- **Work to be completed**: Check the entries below and say how many lines include the word "branch". No other text is wanted.

- **Data for processing**:

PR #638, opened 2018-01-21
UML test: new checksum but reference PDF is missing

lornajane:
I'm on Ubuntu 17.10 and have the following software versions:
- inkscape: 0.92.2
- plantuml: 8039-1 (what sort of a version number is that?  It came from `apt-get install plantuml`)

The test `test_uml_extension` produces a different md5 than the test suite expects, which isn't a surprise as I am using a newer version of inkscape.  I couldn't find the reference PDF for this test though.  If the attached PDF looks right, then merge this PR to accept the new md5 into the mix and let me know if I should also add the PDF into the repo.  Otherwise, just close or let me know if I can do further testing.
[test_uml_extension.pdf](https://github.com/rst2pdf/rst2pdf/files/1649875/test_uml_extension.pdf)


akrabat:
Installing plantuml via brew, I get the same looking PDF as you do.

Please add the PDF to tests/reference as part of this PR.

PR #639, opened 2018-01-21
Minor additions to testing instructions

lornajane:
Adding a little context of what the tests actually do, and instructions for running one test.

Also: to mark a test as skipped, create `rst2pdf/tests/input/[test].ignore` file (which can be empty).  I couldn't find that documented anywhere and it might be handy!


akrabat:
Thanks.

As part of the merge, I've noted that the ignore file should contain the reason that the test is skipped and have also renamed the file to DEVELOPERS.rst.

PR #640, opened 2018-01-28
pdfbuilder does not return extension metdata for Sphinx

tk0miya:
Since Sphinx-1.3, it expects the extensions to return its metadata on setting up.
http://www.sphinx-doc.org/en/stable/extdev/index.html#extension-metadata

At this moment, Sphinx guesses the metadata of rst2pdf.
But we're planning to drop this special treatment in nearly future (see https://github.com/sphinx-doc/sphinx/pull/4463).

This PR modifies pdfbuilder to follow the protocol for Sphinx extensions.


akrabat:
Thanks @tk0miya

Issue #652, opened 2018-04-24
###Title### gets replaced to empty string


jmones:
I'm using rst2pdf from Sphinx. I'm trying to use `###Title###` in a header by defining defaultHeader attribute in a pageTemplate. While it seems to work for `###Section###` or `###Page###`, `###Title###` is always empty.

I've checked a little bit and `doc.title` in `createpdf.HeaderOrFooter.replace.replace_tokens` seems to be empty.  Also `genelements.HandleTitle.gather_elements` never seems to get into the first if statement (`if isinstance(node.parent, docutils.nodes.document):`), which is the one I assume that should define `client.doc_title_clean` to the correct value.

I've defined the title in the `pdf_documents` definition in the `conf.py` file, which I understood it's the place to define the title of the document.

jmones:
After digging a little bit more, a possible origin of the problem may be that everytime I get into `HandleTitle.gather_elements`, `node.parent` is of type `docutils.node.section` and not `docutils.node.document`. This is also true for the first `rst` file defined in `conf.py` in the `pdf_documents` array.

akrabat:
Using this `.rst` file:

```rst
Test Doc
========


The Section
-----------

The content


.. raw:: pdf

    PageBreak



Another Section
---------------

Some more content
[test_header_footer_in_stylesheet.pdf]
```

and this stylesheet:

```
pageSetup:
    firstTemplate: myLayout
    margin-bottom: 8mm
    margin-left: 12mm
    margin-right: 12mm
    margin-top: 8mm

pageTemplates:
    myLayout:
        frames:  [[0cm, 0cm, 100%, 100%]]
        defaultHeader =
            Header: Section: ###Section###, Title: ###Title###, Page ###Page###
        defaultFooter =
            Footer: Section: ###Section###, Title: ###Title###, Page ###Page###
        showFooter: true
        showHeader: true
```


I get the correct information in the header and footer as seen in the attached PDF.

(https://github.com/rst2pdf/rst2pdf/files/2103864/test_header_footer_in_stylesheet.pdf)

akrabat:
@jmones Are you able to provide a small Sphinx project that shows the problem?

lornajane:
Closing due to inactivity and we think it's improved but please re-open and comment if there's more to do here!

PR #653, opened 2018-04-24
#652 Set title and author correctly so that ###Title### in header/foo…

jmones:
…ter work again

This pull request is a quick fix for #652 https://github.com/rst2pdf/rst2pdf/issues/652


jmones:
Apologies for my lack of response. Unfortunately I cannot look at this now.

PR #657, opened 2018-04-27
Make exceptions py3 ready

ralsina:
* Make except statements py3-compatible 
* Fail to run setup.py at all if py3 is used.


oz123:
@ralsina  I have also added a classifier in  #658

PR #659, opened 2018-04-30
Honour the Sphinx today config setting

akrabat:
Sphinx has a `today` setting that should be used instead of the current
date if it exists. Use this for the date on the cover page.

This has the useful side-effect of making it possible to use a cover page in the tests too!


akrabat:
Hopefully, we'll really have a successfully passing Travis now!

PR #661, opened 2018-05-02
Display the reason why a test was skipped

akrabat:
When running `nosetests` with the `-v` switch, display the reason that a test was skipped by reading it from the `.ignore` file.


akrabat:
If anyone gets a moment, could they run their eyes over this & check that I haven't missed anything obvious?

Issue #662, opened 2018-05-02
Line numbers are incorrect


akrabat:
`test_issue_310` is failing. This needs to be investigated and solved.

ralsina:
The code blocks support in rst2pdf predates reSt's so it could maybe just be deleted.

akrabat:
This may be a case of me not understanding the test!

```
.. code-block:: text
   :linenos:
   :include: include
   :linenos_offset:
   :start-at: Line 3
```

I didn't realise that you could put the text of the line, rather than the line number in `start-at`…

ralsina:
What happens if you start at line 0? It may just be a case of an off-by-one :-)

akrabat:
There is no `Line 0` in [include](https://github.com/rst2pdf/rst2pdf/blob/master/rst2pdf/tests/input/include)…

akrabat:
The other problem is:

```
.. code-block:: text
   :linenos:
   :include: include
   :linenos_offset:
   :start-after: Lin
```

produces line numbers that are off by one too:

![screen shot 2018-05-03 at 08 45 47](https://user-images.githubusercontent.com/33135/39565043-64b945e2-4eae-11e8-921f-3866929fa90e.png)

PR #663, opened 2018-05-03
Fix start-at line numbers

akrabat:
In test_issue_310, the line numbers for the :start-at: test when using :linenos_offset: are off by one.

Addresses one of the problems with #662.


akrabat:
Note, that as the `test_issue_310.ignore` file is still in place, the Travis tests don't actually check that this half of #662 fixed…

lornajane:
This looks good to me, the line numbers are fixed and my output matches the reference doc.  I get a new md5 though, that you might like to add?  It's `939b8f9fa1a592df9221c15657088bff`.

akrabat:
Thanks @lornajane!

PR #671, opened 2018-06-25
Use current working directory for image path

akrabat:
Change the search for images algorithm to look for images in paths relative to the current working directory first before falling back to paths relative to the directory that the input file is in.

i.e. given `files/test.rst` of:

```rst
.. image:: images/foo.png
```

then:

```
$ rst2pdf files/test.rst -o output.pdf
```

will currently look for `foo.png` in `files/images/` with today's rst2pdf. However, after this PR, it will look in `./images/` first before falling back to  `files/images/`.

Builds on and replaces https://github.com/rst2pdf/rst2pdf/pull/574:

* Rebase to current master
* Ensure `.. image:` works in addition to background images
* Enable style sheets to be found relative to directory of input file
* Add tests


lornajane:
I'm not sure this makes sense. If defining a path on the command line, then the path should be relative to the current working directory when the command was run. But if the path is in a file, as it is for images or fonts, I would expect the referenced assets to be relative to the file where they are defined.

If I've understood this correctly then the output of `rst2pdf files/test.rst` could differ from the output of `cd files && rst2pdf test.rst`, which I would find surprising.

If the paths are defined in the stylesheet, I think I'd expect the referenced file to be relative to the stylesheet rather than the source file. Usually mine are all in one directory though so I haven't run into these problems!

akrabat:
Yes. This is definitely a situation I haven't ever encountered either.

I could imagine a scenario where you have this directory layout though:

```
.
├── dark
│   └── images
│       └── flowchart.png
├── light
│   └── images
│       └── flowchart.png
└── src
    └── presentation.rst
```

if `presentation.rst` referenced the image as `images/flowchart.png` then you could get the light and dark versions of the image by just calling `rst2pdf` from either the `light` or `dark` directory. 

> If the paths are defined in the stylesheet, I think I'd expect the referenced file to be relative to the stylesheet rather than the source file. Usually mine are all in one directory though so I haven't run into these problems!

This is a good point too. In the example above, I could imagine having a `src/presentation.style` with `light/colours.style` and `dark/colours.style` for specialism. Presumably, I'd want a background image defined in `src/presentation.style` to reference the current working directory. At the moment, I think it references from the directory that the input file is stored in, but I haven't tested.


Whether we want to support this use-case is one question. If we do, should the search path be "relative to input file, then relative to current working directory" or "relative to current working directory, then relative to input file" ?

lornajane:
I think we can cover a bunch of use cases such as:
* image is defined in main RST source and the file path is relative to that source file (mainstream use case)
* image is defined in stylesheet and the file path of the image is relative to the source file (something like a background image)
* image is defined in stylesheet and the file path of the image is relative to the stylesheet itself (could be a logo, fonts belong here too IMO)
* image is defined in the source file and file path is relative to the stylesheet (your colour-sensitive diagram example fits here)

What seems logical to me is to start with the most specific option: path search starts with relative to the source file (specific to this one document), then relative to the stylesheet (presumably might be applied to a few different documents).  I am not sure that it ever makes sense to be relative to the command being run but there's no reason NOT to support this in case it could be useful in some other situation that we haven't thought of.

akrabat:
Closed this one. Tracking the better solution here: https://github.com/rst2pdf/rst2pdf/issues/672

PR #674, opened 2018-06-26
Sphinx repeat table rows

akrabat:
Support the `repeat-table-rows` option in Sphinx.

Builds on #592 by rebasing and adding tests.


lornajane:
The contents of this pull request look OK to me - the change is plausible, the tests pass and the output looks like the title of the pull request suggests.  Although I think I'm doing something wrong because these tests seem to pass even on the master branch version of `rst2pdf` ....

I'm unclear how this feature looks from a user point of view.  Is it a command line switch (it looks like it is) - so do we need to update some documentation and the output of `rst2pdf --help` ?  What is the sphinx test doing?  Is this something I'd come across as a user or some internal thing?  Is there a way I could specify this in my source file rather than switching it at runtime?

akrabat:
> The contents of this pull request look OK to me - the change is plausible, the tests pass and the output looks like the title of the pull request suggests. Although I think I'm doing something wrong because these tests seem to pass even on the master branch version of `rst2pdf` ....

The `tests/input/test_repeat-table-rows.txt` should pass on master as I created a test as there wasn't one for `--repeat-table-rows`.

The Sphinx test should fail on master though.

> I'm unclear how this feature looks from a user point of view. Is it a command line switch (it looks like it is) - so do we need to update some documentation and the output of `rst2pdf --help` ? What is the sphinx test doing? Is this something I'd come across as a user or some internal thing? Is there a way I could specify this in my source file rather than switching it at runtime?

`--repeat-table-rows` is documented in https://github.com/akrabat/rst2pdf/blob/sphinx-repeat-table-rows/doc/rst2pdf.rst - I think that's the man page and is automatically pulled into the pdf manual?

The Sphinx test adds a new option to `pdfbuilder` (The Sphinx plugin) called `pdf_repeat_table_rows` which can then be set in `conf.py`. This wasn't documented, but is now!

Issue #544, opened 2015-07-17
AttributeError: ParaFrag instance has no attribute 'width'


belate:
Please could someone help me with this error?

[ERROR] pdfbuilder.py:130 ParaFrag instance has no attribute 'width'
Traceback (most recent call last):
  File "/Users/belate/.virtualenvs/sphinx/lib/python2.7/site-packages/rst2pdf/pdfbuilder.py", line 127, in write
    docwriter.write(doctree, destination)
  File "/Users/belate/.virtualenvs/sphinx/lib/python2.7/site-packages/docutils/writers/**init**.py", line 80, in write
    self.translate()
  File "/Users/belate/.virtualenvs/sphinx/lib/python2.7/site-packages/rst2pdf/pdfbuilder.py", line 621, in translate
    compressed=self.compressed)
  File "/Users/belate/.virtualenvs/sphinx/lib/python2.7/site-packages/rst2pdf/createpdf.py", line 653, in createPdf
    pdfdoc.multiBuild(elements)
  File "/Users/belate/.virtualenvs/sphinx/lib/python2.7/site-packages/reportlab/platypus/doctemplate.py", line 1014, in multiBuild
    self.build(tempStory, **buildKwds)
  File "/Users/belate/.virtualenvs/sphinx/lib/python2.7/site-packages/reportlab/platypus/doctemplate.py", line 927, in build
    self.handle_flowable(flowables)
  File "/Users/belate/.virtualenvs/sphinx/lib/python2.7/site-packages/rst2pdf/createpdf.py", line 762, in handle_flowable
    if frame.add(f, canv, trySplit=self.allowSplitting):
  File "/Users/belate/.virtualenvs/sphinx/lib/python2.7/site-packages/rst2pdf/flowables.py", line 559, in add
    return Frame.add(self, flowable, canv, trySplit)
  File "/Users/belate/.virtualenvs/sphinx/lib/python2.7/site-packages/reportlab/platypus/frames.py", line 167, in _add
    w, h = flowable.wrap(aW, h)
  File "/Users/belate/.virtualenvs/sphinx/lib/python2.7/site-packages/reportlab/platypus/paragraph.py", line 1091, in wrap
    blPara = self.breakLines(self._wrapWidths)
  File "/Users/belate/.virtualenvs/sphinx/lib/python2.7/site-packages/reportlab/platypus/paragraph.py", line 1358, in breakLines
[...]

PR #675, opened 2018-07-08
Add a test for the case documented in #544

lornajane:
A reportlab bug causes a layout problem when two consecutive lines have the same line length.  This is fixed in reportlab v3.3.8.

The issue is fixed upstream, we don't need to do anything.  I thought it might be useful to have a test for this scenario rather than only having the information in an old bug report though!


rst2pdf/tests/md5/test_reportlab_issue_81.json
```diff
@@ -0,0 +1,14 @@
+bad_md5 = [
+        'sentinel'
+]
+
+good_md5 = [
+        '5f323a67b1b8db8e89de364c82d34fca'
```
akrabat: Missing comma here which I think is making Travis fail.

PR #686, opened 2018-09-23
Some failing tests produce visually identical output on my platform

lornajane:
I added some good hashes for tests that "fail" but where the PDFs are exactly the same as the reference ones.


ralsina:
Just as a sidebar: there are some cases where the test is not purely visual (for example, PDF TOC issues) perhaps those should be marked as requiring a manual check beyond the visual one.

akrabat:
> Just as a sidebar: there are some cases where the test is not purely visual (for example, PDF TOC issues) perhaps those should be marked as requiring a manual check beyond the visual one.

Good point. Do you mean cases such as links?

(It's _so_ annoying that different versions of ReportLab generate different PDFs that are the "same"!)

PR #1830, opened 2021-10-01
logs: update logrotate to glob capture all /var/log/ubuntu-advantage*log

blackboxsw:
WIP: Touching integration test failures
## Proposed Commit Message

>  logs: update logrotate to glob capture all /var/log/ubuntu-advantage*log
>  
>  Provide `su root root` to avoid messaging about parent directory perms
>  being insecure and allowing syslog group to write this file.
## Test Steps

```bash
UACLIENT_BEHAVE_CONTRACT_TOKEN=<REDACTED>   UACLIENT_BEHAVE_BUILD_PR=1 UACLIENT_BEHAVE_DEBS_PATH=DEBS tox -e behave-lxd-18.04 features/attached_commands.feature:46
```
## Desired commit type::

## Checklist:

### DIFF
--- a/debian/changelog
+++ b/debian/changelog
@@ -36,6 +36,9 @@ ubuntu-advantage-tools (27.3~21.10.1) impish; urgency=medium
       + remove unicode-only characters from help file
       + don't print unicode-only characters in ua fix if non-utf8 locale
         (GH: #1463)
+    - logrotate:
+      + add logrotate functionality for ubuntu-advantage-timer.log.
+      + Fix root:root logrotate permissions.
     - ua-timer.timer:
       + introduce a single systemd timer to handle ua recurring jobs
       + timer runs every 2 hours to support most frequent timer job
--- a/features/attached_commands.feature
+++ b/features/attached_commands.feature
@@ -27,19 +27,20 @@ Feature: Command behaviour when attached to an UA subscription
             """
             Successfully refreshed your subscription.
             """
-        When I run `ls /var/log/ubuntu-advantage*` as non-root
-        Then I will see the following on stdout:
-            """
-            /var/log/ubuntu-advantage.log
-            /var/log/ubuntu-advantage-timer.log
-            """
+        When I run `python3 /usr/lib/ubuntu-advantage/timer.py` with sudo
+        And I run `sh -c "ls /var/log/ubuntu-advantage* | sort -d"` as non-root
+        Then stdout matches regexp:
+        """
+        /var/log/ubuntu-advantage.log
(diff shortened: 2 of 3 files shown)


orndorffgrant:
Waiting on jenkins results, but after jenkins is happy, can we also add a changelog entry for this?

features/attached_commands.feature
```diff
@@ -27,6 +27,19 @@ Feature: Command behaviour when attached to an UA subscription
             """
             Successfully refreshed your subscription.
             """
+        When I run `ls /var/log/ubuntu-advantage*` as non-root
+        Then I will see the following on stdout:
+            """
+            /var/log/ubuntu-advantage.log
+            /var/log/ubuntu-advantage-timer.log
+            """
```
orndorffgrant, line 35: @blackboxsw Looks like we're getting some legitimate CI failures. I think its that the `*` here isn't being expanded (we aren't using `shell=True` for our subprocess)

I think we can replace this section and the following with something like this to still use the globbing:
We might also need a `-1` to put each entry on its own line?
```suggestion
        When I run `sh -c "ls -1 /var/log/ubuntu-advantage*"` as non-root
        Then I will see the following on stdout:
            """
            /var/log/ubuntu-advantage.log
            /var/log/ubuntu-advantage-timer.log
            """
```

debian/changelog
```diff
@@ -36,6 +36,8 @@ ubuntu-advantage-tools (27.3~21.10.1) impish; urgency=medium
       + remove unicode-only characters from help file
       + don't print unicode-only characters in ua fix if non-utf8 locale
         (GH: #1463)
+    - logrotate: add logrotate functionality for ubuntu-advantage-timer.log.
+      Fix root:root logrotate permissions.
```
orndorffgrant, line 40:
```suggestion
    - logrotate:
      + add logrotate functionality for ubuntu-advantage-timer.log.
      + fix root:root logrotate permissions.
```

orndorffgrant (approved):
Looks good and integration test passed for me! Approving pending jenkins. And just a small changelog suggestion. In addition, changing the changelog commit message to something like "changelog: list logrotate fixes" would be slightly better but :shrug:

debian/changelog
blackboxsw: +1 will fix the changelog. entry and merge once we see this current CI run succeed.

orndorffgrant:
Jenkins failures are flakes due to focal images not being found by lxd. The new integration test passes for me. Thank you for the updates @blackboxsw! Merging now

- **Completed exercise**: 2